I would like to make some quick observations. First, a lot of patients who are dying of cancer ask whether we can curtail their life and finish it a bit early. That is a very common thing that they ask. I have had two patients go to Dignitas on their own, without family members, because the family members were fearful that they would be arrested on their return. We have been discussing giving a double dose of morphine. I think that almost all doctors in terminal care have probably done this—doubled the dose of morphine knowing that it might curtail the patient’s life. That is a big fudge. It puts me in a very vulnerable position. We need to resolve that.
I think we are getting a bit confused between palliative care and assisted dying. A lot of people who receive excellent palliative care still request assisted dying. They are not mutually exclusive. I totally support what everyone is saying about developing palliative care, because that is really important, but that should not go instead of assisted dying. The things go together. Assisted dying is one of our tools in palliative care, as I see it going into the future.
I have a couple of points about coercion, which people like me need to assess. If someone says that they feel like a burden, that is immediately not a good reason to approve assisted dying. Doctors are trained in assessing capacity, as has been said, but we are also trained in trying to find out the reasons someone wants to end their life. I think it is judging doctors harshly to say that they will not spot coercion. Interestingly, the only change in Australia was that they found that the judiciary review did not add much to the process. Otherwise, there does not seem to be a slippery slope, as long as the legislation is carefully done.
The hon. Member opened by referring to himself as a doctor and medical practitioner. Perhaps he could help with the difficulty I have with the Bill, which I would dearly like to support. There are provisions in it that allow the Secretary of State to bring forward regulations so that the independent doctor can be an alternative medical practitioner. There is also a section that makes the court look like an optional process, so I do worry that there are not protections in the Bill for two doctors. Perhaps he could help with that.

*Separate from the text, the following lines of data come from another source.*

PR #1765, opened 2024-07-03
Show all obs photos in StandardCamera preview

kueda:
After discussing with Abhas, we want the StandardCamera to show all photos associated with an observation, even after backing out to the StandardCamera as an entry point.

This also tries to make some parts of the Zustand state a little more consistent and descriptive, and tries to clean things out of state when they're no longer needed.

### DIFF
--- a/src/components/Camera/Buttons/GreenCheckmark.js
+++ b/src/components/Camera/Buttons/GreenCheckmark.js
@@ -9,10 +9,12 @@ import { useTranslation } from "sharedHooks";
 import colors from "styles/tailwindColors";
 
 type Props = {
+  disabled?: boolean,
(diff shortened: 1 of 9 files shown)


albullington (approved):
Much more readable. I wonder if it's worth leaving a comment somewhere noting that these are the uris we've already rotated, not the exact uris coming from the camera library. My original thinking here was that we're doing a lot of photo manipulation (rotating, resizing, adding exif) in different places, so it's nice for developers to know exactly what stage the camera uris are at once they're in the store. On the other hand, hopefully this code is starting to be stable enough that we won't need to remember these details.

kueda:
Thanks, I added a comment to that effect.

Issue #1755, opened 2024-07-02
Online suggestions location permissions


albullington:
More changes to the online suggestions screen.

This screen is the default state for all users when they first use the app - a user should not see any location permissions modals in the app without opting in (see https://github.com/inaturalist/iNaturalistReactNative/issues/1594)

- [x]  just like in regular online suggestions, the results will effectively only use the Vision score. Since no location is included in the API request, the Geo score is empty, and the Combined score is the same as the Vision score.
- [x]  add a primary green button that always appears first beneath the photos that says "Improve these suggestions by using your location" - clicking this button should open the location permission gate or the location permissions denied screen.
- [ ]  If a user gives location permissions after prompting the location permissions modal, the suggestions screen should reload and then show the online suggestions state with location enabled.
- [x] per [this comment](https://github.com/inaturalist/iNaturalistReactNative/issues/1592#issuecomment-2183421638), make sure the Improve With Location button does not appear unless a user is coming from the AICamera or Camera screen. It should not appear when a user is coming from the PhotoGallery, GroupPhotos, PhotoSharing, ObsEdit, ObsDetail, etc.

This is split off from the bigger enhancement issue with changes to suggestions (https://github.com/inaturalist/iNaturalistReactNative/issues/1592) because it's dependent on the changes to permissions issue (https://github.com/inaturalist/iNaturalistReactNative/issues/1594). Once that is finished, we'll be able to prompt a user for location permissions on Suggestions when coming from the AICamera or StandardCamera.

jtklein:
As exemplified here [const { hasPermissions, renderPermissionsGate, requestPermissions } = useLocationPermission( );](https://github.com/inaturalist/iNaturalistReactNative/blob/6fa6db58111365eff19478903b25c0b69b0c9324/src/components/Suggestions/SuggestionsContainer.tsx#L53) I have added a hook to check for location permission now.
You can use the `hasPermissions` variable for conditional rendering of components that should only show with or without location permission.

[...]

Issue #1744, opened 2024-07-01
Refactor location fetch using watchPosition


kueda:
Current useUserLocation and useCurrentObservationLocation try to fetch location until the accuracy is good enough, but they do so using the Geolocation library's getCurrentPosition() method. Given my experience in the field, I'm not convinced this actually works very well. I often see the fetch giving up when the accuracy is still 50m, especially while offline, whereas switching the native iOS app quickly gets the accuracy down below 10m.

Instead, I think we should attempt a refactor using the watchPosition() method, which would start that process up and receive location updates until the accuracy is good enough, and then stop watching. I've experimented with this approach a bit, but I struggled to successfully stop watching, but I was probably messing something up.

So the task here is to start by refactoring useUserLocation to use watchPosition(). It should expose the same API (i.e. the hook should return the same values).

I would not spend more than a day or two on this without taking stock and discussing. This might also be the solution to #1688, which I'm stuck on and need to hand off.

albullington:
Closed by https://github.com/inaturalist/iNaturalistReactNative/pull/1788

PR #1788, opened 2024-07-10
Refactored location fetching for accurate locations

### LINKED ISSUE #1688: Location not getting refetched from camera after previous uses fell below accuracy threshold
**Describe the bug**
Hard to replicate, but as reported by Carrie, you can make a lot of observations and if one use of the camera within the session gets coordinates with accuracy that are below 10m, you may end up with all your subsequent observations having exactly the same coordinates. Restarting the app or otherwise unloading the camera component would reset it.

**To Reproduce**
(Theoretical) steps to reproduce the behavior:
1. Make sure you are using an iPhone with a SIM card so you are getting the finest location accuracy possible, or prepare to wait a long time for GPS positions to get really accurate
2. Open the StandardCamera
3. Take photos or wait for 10 seconds to make sure you're getting a good location read
4. On ObsEdit, confirm the coordinates are below 10m. If not, repeat previous steps until you get to that state
5. Walk for 5 minutes
6. Make a new observation with the StandardCamera
7. Walk for 5 minutes
8. Make a new observation with the StandardCamera
9. All of the observations you just created have exactly the same coordinates

**Expected behavior**
The coordinates should get refetched every time the camera is opened.

 - Device: iPhone 13 Pro
 - OS: iOS 17.5.1
 - App version: 0.33.1+96

**Additional context**
Carrie reported this, and at present her symptomatic observations are at https://www.inaturalist.org/calendar/carrieseltzer/2024/6/15. This is almost certainly related to my recent work on continuous location fetch. It's probably just holding on to the one user location when it falls below the accuracy threshold, and I didn't catch it b/c my iPhone SE w/o a SIM card generally never gets much bettern than 20-30 m.

albullington:
Closes #1688

- Location fetching uses watchPosition, as suggested in https://github.com/inaturalist/iNaturalistReactNative/issues/1744
- Exposes `userLocation` for scenarios where we want a location value that's not attached to an observation, like ProjectContainer (replacing the `useUserLocation` hook). Otherwise, updates observation keys with the new location
- Stops watch when an accurate enough location is found

Note: I resisted the urge to refactor `useWatchPosition` out of the Camera and into Suggestions, since that should be addressed in part by the changes to permissions issue: https://github.com/inaturalist/iNaturalistReactNative/issues/1594. Right now, I think having `useWatchPosition` in the Camera slows down performance a tiny bit, but we need permission changes and a permission gate (https://github.com/inaturalist/iNaturalistReactNative/issues/1755) for user location fetching on the Suggestions screen

A few things to think about when reviewing:

1. Does this impact performance, since this hook is called multiple times? (My sense is yes for the current Camera screen which we'll refactor into Suggestions soon, and no for other flows)
2. Are locations accurate when walking to different locations online/offline? Are there any moments when they're not updating?
3. Are gallery photos still using the correct evidence-location? Are there scenarios when this is being overwritten by the watch position hook? (It seemed like this was happening for me out in the field, but not at home...)
4. Do we need a timeout so the loading wheel doesn't show forever on ObsEdit?


src/sharedHooks/useWatchPosition.ts
```diff
@@ -0,0 +1,125 @@
...
+  distanceFilter: 0,
+  enableHighAccuracy: true,
+  maximumAge: 0,
+  timeout: 2000
+};
+
+const useWatchPosition = ( options: {
+  retry: boolean
+} ): WatchPosition => {
+  const updateObservationKeys = useStore( state => state.updateObservationKeys );
```
kueda, line 40: I strongly advise removing this and any observation-specific logic from this hook. It's called watchPosition, so it should just watch the position. If consumers of this module need to do other stuff, they should pass in callbacks as arguments.

In general, you want code to be modular (i.e. reusable) and encapsulated (with as few external dependencies as possible).  There are all kinds of reasons we might want to watch the user's location, so we don't want to tie this functionality to one specific use case.

src/sharedHooks/useWatchPosition.ts
```diff
@@ -0,0 +1,125 @@
...
+  const [subscriptionId, setSubscriptionId] = useState<number | null>( null );
+  const [locationPermissionResult, setLocationPermissionResult] = useState<string | null>( null );
+  const [errorCode, setErrorCode] = useState<number | null>( null );
+  const hasLocation = currentObservation?.latitude && currentObservation?.longitude;
+  const [shouldFetchLocation, setShouldFetchLocation] = useState<boolean>( true );
+  const [userLocation, setUserLocation] = useState<UserLocation | null>( null );
+
+  const watchPosition = ( ) => {
+    const success = ( position: GeolocationResponse ) => {
+      setLocationPermissionResult( "granted" );
```
kueda, line 52: Elsewhere you configured `@react-native-community/geolocation` to `skipPermissionRequests` on the assumption that we will handle that... so there's no real reason to do this unless you really want to change `locationPermissionResult` to a new string object every single time we get a new a new location. I think we can just set the default value of `locationPermissionResult` to "granted" and only change it in the failure callback.

kueda (changes requested):
Doesn't work on my iPhone SE.

1. Fresh install
1. Change to advanced mode
1. Add an obs w/o evidence
1. Immediately get this infinite recursion leading to a freeze:
    ```
    ERROR  Warning: Maximum update depth exceeded. This can happen when a component calls setState inside useEffect, but useEffect either doesn't have a dependency array, or one of the dependencies changes on every render.
       in PermissionGateContainer (created by LocationPermissionGate)
       in LocationPermissionGate (created by EvidenceSection)
       in RCTView (created by View)
       in View
       in NativeWind.View
       in NativeWind.NoName
       in Unknown (created by EvidenceSection)
       in EvidenceSection (created by EvidenceSectionContainer)
   ```

I get the same problem when starting with a camera and granting all permissions, except it locks up on Suggestions, even if I run from 3f823d0e33dbc5e0ad759ee2852872d1b212c2b0 (i.e. w/o the typescript changes).

jtklein:
Changes to permissions PR #1594 are now merged in.
I did update the way useCurrentObservation is using location permission. Instead of checking for permission every time in the useEffect I added the `hasPermissions` state in as a hook param. I was not sure if `useUserLocation` and `fetchUserLocation` should check for permission every time they run or if the state kept in the functional component that make use of them is enough, and felt changing it is out of scope for my PR.
So, what I can see in the `useWatchPosition` hook here, you can decide if it is enough to know wether the rendered component has location permission or if the hook should check every time.

PR #1791, opened 2024-07-11
Hide skip ID button on Suggestions sometimes

### LINKED ISSUE #1776: Remove "add an id later" button in suggestions when coming from obs detail
Right now, the "add an id later" button on suggestions is acting weird or crashing when you come from obs detail via the suggest id button on your own or others' observations. It also seems strange to have it when a user navigates to "edit an observation" that already has an ID associated with it.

I do think it is right for this Bill to require two doctors and a judiciary review, because this is new legislation and we must be sure that it is safe. These safeguards are incredibly important.
I will finish simply by saying that having been a doctor all my life, I have tried to empower patients to make their own decisions over their healthcare, and this is a great opportunity to do that. I had one patient who had a terminal diagnosis and hanged himself. The family were devastated. It was a horrible way to die. I felt that we had failed as a medical profession. Let us not fail as a Government, a judiciary and the Houses of Parliament. Please support the Bill.